On 4 July two ships left Japan carrying MOX fuel to be returned to BNFL’s Sellafield site in the United Kingdom. The eight fuel assemblies are being returned from Kansai Electric Power’s Takahama plant in Japan, as part of an agreement with BNFL following the discovery of falsified quality assurance data relating to the assemblies in 1999. The journey back to the UK takes the ships — the Pacific Pintail and Pacific Teal – via the Southwest Pacific and around the Cape of Good Hope.
The fuel assemblies are unirradiated and have been stored at the spent fuel pool at Takahama for the past three years. They are being transported in Excellox 4 MOX transport casks.

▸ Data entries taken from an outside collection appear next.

PR #4067, opened 2020-12-26
scala-collection-compat

rossabaker:
# Why

* Stops publishing an annotation in the scala package, which is a naughty thing for org.http4s to do.
* Makes code look more like 2.13 and Dotty as 2.12 recedes from importance
* A bunch of projects are reimplementing this library ad hoc, and we're contributing to the problem.
* Don't have to propagate our version into Dotty.

# Why not

* We get unused import warnings on 2.13 with `scala.collection.compat._`.  It looks _too much_ like 2.13.
* Dependencies are bad.  Even well-maintained ones like this.

# Sure, but for 1.0

* Dropping the Scala dependency is a MiMa violation, even though we'd be supplying it transitively.  
* One could argue new core dependencies should wait for 1.0 if at all possible.


rossabaker:
I see @Daenyth and @SethTisue once discussed a similar unused warnings issue from this library, and am curious whether they found a satisfactory resolution.

I want to keep fatal warnings, and I want the annotation in `scala` gone, and I can't figure out how to do both.

client/src/test/scala/org/http4s/client/testroutes/GetRoutes.scala
```diff
@@ -33,19 +30,18 @@ object GetRoutes {
...
-          .pure[IO],
-        DelayedPath ->
-          timer.sleep(1.second) *>
-          Response[IO](Ok).withEntity("delayed path").pure[IO],
-        NoContentPath -> Response[IO](NoContent).pure[IO],
-        NotFoundPath -> Response[IO](NotFound).withEntity("not found").pure[IO],
-        EmptyNotFoundPath -> Response[IO](NotFound).pure[IO],
-        InternalServerErrorPath -> Response[IO](InternalServerError).pure[IO]
-      ))(_.unsafeRunSync())
+  def getPaths: Map[String, Response[IO]] =
```
rossabaker, line 33: If this PR fails, we should at least salvage this.

core/src/main/scala/org/http4s/internal/package.scala
```diff
@@ -355,4 +358,15 @@ package object internal {
       tail: Eval[Int]*
   ): Int =
     reduceComparisons_(NonEmptyChain(Eval.now(head), tail: _*))
+
+  def pairsToMultiParams[K, V](map: collection.Seq[(K, Option[V])]): IMap[K, ISeq[V]] =
```
rossabaker, line 362: Getting this out of the condemned traits.  I guess it should go right on `Query` instead.

rossabaker:
We scratched these itches with #4070 and #4072.  Closing due to lack of interest.

PR #4068, opened 2020-12-26
Update README (2019 -> 2021)

gokyo:


rossabaker (approved):
Someone else who's glad to leave 2020 behind!

The guidelines on how to date copyrights are frustratingly murky.  We ended up stripping the end dates from the source files.  Some argue that it's fraud if you haven't updated the file!  But the project as a whole has been continuously updated, so I think this is good.

PR #4070, opened 2020-12-26
Filter nowarn annotation from jar

rossabaker:
Alternative to #4067.  We just simply filter the `@nowarn` annotation out of the jar.

Pros:
- No new core dependencies
- Preserves fatal warnings without further complexity

Cons:
- Compat trait will need to be copied to a scala-3 directory on the Dotty branch.
- Doesn't steer our source toward modernity.
- MiMa doesn't catch that the annotations are missing. But we'll note it and move on, and it's 2.12 only.


rossabaker:
I'm leaning toward this being the better approach, and conservatively putting it on main instead of 0.21.

PR #4072, opened 2020-12-26
Collection compat 3

rossabaker:
If we don't go with #4067, this is necessary, and it fixes several Dotty errors now.


rossabaker:
Okay, I was trying to figure out why this had more than one commit, and accidentally merged it.  Please complain here if you didn't like it.

PR #4073, opened 2020-12-27
Restore some binary compatibility

rossabaker:
* RequestCookie and ResponseCookie companions need to extend a runtime abstract function
* `TransferCoding` lost its constructors.  (The `parseList` is inconsistent.  I think we might remove that in 1.0.)
* `Proxy-Authorization` is nice work, but needs to wait for 1.0.  We'll restore it on merge.
* A bunch of other package private things are declared.


isomarcte (approved):

rossabaker:
I brought back a `Content-Range.apply` overload when resolving the merge conflict.

PR #4076, opened 2020-12-27
Move the macros to a scala-2 directory

rossabaker:
Moves all the macro implementations into a scala-2 directory.  Preserves binary compatibility of public API, keeping the dotty-on-0.21 dream alive.

The current `LiteralMacros` are easy.

The macros deprecated in 0.20 are hard.  We don't care about them, but we can't delete them without breaking binary compatibility, and the `Macros` classes on the companion objects put `scala.reflect.macros.whitebox` in the public API.  Ouch!

Work around it thusly:
* Move the macro implementations to `DeprecatedMacros`.  In `scala-3`, these are empty classes constructed with `Nothing`. 
* Move the deprecated macro calls to a `Deprecated` trait for each affected companion.  They need not exist in `scala-3`.
* Put a type alias to `whitebox` on the `Deprecated` trait in `scala-2`.  In `scala-3`, it's `Nothing`.
* Rip it out and never speak of it again in main.


rossabaker:
Maybe the `QValue` one isn't detestable: it works on numbers instead of strings.  But you can't really do arithmetic with it as a literal anyway, except for stupid `q(0.5 + 0.1)` tricks.  So I think I'd still like to deprecate it.

rossabaker:
The way we deprecated these back in 0.20 didn't actually deprecate the usage, and there are a ton of them in the tests, particularly `Uri.uri`.  There are two ways to do all three of these literals, and we ought to unify, but: on what?

rossabaker:
See #4078

rossabaker:
This can be a lot simpler if we give up on the idea of Dotty on 0.21.

hamnis:
handled by #4145

PR #4081, opened 2020-12-27
migrate dropwizard and prometheus metrics

m-sp:
loosened constraints on client and server metrics to make the fake clock work without changes


rossabaker (commented):
This is one I could use help from a CE3 expert on.  I don't have the new typeclass relationships mastered yet.

RaasAhsan:
I think `Temporal` -> `Clock + Concurrent` looks good. I forgot to go back and replace some of those since `Clock` was still extending `Monad` at the time (it would be neat if there was a static analyzer that could mechanically check if weaker constraints fit)

djspiewak:
Why not just `Temporal` though? The only capability you're masking out is `sleep`.

RaasAhsan:
The usual answer has been testing (it's a lot easier to mock out Clock
since it's incoherent),
but otherwise that's a pretty philosophical question that touches up
against the principle of least power :) I don't care for it personally but
some people swear by it

m-sp:
> The usual answer has been testing (it's a lot easier to mock out Clock since it's incoherent)...

exactly it is testing, there is a `FakeClock` in the tests which incresease whenever `realTime` or `monotonic` is called. I didn't really see a way to do this with the testkit yet

rossabaker (approved):
Okay, that makes sense to me.

djspiewak:
> exactly it is testing, there is a FakeClock in the tests which incresease whenever realTime or monotonic is called. I didn't really see a way to do this with the testkit yet

`TimeT` is *supposed* to meet this type of use-case, but doesn't quite yet. It would be worth taking a look at it to see how far off it is. I haven't had time to work on it as much as I would like :-(

m-sp:
Thanks for the pointer I'll try to take a look and see if it can work here

djspiewak:
> Thanks for the pointer I'll try to take a look and see if it can work here

If it doesn't work, it's almost certainly my fault and you should let me know!

rossabaker:
This gets us operational, so I'm going to go ahead and merge this, and if we can make it better still, we can do it on a separate PR.

PR #4095, opened 2020-12-28
cats-parse port of URI

rossabaker:


core/src/main/scala/org/http4s/Query.scala
```diff
@@ -193,9 +191,10 @@ object Query {
     * If parsing fails, the empty [[Query]] is returned
```
rossabaker, line 191: I forget why this is, and I don't like it, but I think we're stuck with it.

core/src/main/scala/org/http4s/headers/Forwarded.scala
```diff
@@ -193,7 +193,7 @@ object Forwarded
       ParseFailure("missing host", s"no host defined in the URI '$uri'")
   }
 
-  override def parse(s: String): ParseResult[Forwarded] = parser.HttpHeaderParser.FORWARDED(s)
+  override def parse(s: String): ParseResult[Forwarded] = ???
```
rossabaker, line 196: I deleted this somewhere along the way and reverted. @fredshonhorio is looking at the Forwarded header.

core/src/main/scala/org/http4s/headers/Origin.scala
```diff
@@ -76,8 +75,8 @@ object Origin extends HeaderKey.Internal[Origin] with HeaderKey.Singleton {
       .string
       .map(Uri.Scheme.unsafeFromString)
     val stringHost = until1(char(':').orElse(`end`)).map(RegName.apply)
-    val bracketedIpv6 = char('[') *> Rfc3986.ipv6 <* char(']')
-    val host = List(bracketedIpv6, Rfc3986.ipv4, stringHost).reduceLeft(_ orElse1 _)
+    val bracketedIpv6 = char('[') *> Uri.Ipv6Address.parser <* char(']')
+    val host = List(bracketedIpv6, Uri.Ipv4Address.parser, stringHost).reduceLeft(_ orElse1 _)
```
rossabaker, line 79: This coupling suggests to me that our IP addresses shouldn't be buried in the URI object.

core/src/main/scala/org/http4s/internal/CharPredicate.scala
```diff
@@ -0,0 +1,342 @@
...
+ * See the License for the specific language governing permissions and
+ * limitations under the License.
+ */
+
+package org.http4s.internal
+
+import scala.annotation.tailrec
+import scala.collection.immutable.NumericRange
+
+sealed abstract class CharPredicate extends (Char => Boolean) {
```
rossabaker, line 22: We have decoders based on `CharPredicate`, and they're going to be faster than going char-by-char with cats.parse when we're decoding raw strings.  We could probably whittle this down, but the fastest way to get started was to just take it from parboiled2.

core/src/main/scala/org/http4s/internal/parsing/Rfc2234.scala
```diff
@@ -0,0 +1,35 @@
...
+package org.http4s.internal.parsing
+
+import cats.parse.Parser1
+import cats.parse.Parser.{charIn}
+
+/** Common rules defined in RFC2234.
+  *
+  * @see [[https://tools.ietf.org/html/rfc2234] RFC2234, Augmented BNF for Syntax Specifications: ABNF]
+  */
+private[http4s] object Rfc2234 {
```
rossabaker, line 26: Maybe this is a bit much: Rfc3986 points to Rfc2234 for things that are already defined a couple other places.  Alpha is alpha and digit is digit.  But I kind of like it for traceability.

core/src/main/scala/org/http4s/internal/parsing/Rfc3986.scala
```diff
@@ -14,21 +14,45 @@
...
 private[http4s] object Rfc3986 {
+  def alpha: Parser1[Char] = Rfc2234.alpha
 
-  private def ipv4Internal[A](f: (Byte, Byte, Byte, Byte) => A): Parser1[A] = {
+  def digit: Parser1[Char] = Rfc2234.digit
+
+  /* The spec references RFC2234, which is 0-9A-F, but it also
+   * explicitly permits lowercase. */
+  val hexdig: Parser1[Char] =
+    digit.orElse1(charIn("ABCDEF"))
```
rossabaker, line 36: And then I went and failed to add the lowercase. :facepalm:

core/src/main/scala/org/http4s/internal/parsing/Rfc3986.scala
```diff
@@ -14,21 +14,45 @@
...
+
+  /* unreserved    = ALPHA / DIGIT / "-" / "." / "_" / "~" */
+  val unreserved: Parser1[Char] =
+    alpha.orElse1(digit).orElse1(charIn("-._~"))
+
+  /* pct-encoded   = "%" HEXDIG HEXDIG */
+  val pctEncoded: Parser1[Char] =
+    (char('%') *> digit ~ digit).map { case (a, b) => (((a - '0') >> 4) + (b - '0')).toChar }
```
rossabaker, line 44: Decoding this per-char is likely to be suboptimal, and maybe we should discourage it by returning `Parser1[Unit]`.

core/src/main/scala/org/http4s/Uri.scala
```diff
@@ -210,11 +207,102 @@ object Uri {
   def unsafeFromString(s: String): Uri =
     fromString(s).valueOr(throw _)
 
+  /* hier-part   = "//" authority path-abempty
+   *             / path-absolute
+   *             / path-rootless
+   *             / path-empty
+   */
+  def hierPart(cs: JCharset): Parser[(Option[Authority], Path)] = {
```
rossabaker, line 215: Should be `private[http4s]`.

core/src/main/scala/org/http4s/Uri.scala
```diff
@@ -210,11 +207,102 @@ object Uri {
...
+    import Query.{parser => query}
+
+    /* origin-form    = absolute-path [ "?" query ] */
+    val originForm: Parser1[Uri] =
+      (absolutePath ~ query.?).map { case (p, q) =>
+        Uri(scheme = None, authority = None, path = p, query = q.getOrElse(Query.empty))
+      }
+
+    /* absolute-form = absolute-URI */
+    def absoluteForm: Parser1[Uri] = absoluteUri(StandardCharsets.UTF_8)
```
rossabaker, line 294: Punting on encoding!

core/src/main/scala/org/http4s/Uri.scala
```diff
@@ -210,11 +207,102 @@ object Uri {
...
+
+    /* authority-form = authority */
+    val authorityForm: Parser1[Uri] =
+      authority(StandardCharsets.UTF_8).map(a => Uri(authority = Some(a)))
```
rossabaker, line 298: Punting on encoding!

core/src/main/scala/org/http4s/Uri.scala
```diff
@@ -210,11 +207,102 @@ object Uri {
...
+
+    /* asterisk-form = "*" */
+    val asteriskForm: Parser1[Uri] =
+      char('*').as(Uri(path = "*"))
```
rossabaker, line 302: Should be a constant.

core/src/main/scala/org/http4s/Uri.scala
```diff
@@ -252,20 +340,30 @@ object Uri {
...
     def unsafeFromString(s: String): Scheme =
       fromString(s).fold(throw _, identity)
 
-    @nowarn("cat=deprecation")
+    /* scheme      = ALPHA *( ALPHA / DIGIT / "+" / "-" / "." ) */
+    private[http4s] val parser: Parser1[Scheme] = {
+      import Parser.{charIn, rep, string1}
+      import Rfc3986.{alpha, digit}
+
+      string1("https")
```
rossabaker, line 354: `fromString` going through a map would be faster here.

core/src/main/scala/org/http4s/Uri.scala
```diff
@@ -252,20 +340,30 @@ object Uri {
...
+          (alpha *> rep(alpha.orElse1(digit).orElse1(charIn("+-.")))).string.map(new Scheme(_)))
+    }
+
     private[http4s] trait Parser { self: PbParser =>
       def scheme =
         rule {
-          "https" ~ !Alpha ~ push(https) |
-            "http" ~ !Alpha ~ push(http) |
+          "https" ~ Alpha.unary_!() ~ push(https) |
+            "http" ~ Alpha.unary_!() ~ push(http) |
```
rossabaker, line 366: I hit a weird compiler warning. :shrug:

core/src/main/scala/org/http4s/Uri.scala
```diff
@@ -285,8 +383,64 @@ object Uri {
   }
 
   type Path = String
+
+  object Path {
```
rossabaker, line 387: All of these will get a lot more sophisticated on the new model in main, and the merge is going to suck.  This will be one of the first really interesting merges on cats-effect-3-dotty.

core/src/main/scala/org/http4s/Uri.scala
```diff
@@ -905,8 +1212,8 @@ object Uri {
         out.put('+')
       } else {
         out.put('%')
-        out.put(HexUpperCaseChars((c >> 4) & 0xF))
-        out.put(HexUpperCaseChars(c & 0xF))
+        out.put(HexUpperCaseChars((c >> 4) & 0xf))
+        out.put(HexUpperCaseChars(c & 0xf))
```
rossabaker, line 1216: I'm concerned that scalafmt is touching some of these things like this.

rossabaker (commented):
This code is putrescent.

The chickens are coming home to roost putting the parsers on the companion objects for non-primitive types.  We do this so we can access private constructors with parsed values.  But it scatters cats-parse code and imports everywhere, and the build is going to fail with a NullPointerException due to initialization order.

A second problem is that we are totally unprincipled about what's encoded and what's not, and what charset we're decoding to.  Most of this can only be taken on in main, but maybe we can leave ourselves in a better place here with tagged types or something.

isomarcte:
@rossabaker is your current intent to start fresh over in https://github.com/typelevel/cats-uri ?

rossabaker:
More or less.  I'd like to take a closer look at [scala-uri](https://github.com/lemonlabsuk/scala-uri) before investing too much into a cats-uri, but I think there's consensus that there's value to a URI outside http4s, and also a consensus that our 0.21 version stinks.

Once the fuel has been returned, BNFL intends to recover the fissile material from the fuel and to subsequently use that material in the manufacture of new fuel.
The shipment has sparked widespread protest, with the leaders of the 78 nations represented at the Africa-Caribbean-Pacific Summit calling for an immediate end to shipments of nuclear fuel. Also, the Irish government is trying to drum up international support against the “unacceptable risk to the environment of Ireland and the health and economic well-being of its population,” according to environment minister Martin Cullen. The ships will pass through the Irish Sea at the end of their six-week voyage.
And, predictably, Greenpeace has been doing its best to disrupt the shipments. Under cover of darkness, the Pintail and Teal had to slip through a Greenpeace blockade of 11 protest craft in the Tasman Sea. Once through, a Greenpeace inflatable boat then embarked on an eight-hour chase. The two protesters on board then jumped into the sea in front of the ships and held up a banner that read: “Nuclear Free Pacific”. One of the protestors, Ian Cohen, is a member of the upper house of the New South Wales State parliament in Australia.